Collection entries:
PR #3333, opened 2025-10-27
tdtr:0.2.0

Vertsineu:
I am submitting
- [ ] a new package
- [x] an update for a package

Description: 
- add some pre-defined drawing functions, e.g. `circle-draw-node`
- support edge labels while drawing a tree, using enum list item as edge label
- update README for better readability


saecki:
Thanks for the update!

PR #3337, opened 2025-10-27
rexllent:0.4.0

hongjr03:
I am submitting
- [ ] a new package
- [x] an update for a package

Description: `rexllent 0.4.0` replaces the slow `rquickjs` runtime with a pure Rust implementation for number formatting, which would result in a boost in performance!


saecki:
Thanks for this update!

PR #3351, opened 2025-10-28
formalettre:0.3.0

Brndan:
I am submitting
- [ ] a new package
- [x] an update for a package

What's new : 
- convert to kebab-case
- API improvements
- page numbering
- various bug fixes


saecki (commented):
Thanks for this update! This PR also includes the `0.2.0` version, could you rebase onto `main` so only the `0.3.0` version is included? You may need to [sync your fork](https://docs.github.com/en/pull-requests/collaborating-with-pull-requests/working-with-forks/syncing-a-fork)

PR #3356, opened 2025-10-29
formalettre:0.3.0

Brndan:
I am submitting
- [ ] a new package
- [x] an update for a package

What's new :

- convert to kebab-case
- API improvements
- page numbering
- various bug fixes


elegaanz:
Thank you.

PR #780, opened 2024-07-03
bootupd: Don't require /boot mount point

cgwalters:
I'd like to change bib to just drop the separate `/boot` partition by default because it isn't doing anything useful right now.

A separate `/boot` is only useful with things like LUKS or LVM, but since bib doesn't do those now and it's not in the near term roadmap clearly either, let's just not add the complexity of a separate `/boot` by default.


ondrejbudai (approved):
Makes sense, thanks!

ondrejbudai:
Can you please run `gofmt` on `pkg/osbuild/bootupd_stage.go`? It complains about whitespace.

Aim of the task
Each line from the start of the records through the line holding "- support edge" must be returned exactly; nothing else belongs in the answer.

Problem solution
PR #3333, opened 2025-10-27
tdtr:0.2.0

Vertsineu:
I am submitting
- [ ] a new package
- [x] an update for a package

Description: 
- add some pre-defined drawing functions, e.g. `circle-draw-node`
- support edge labels while drawing a tree, using enum list item as edge label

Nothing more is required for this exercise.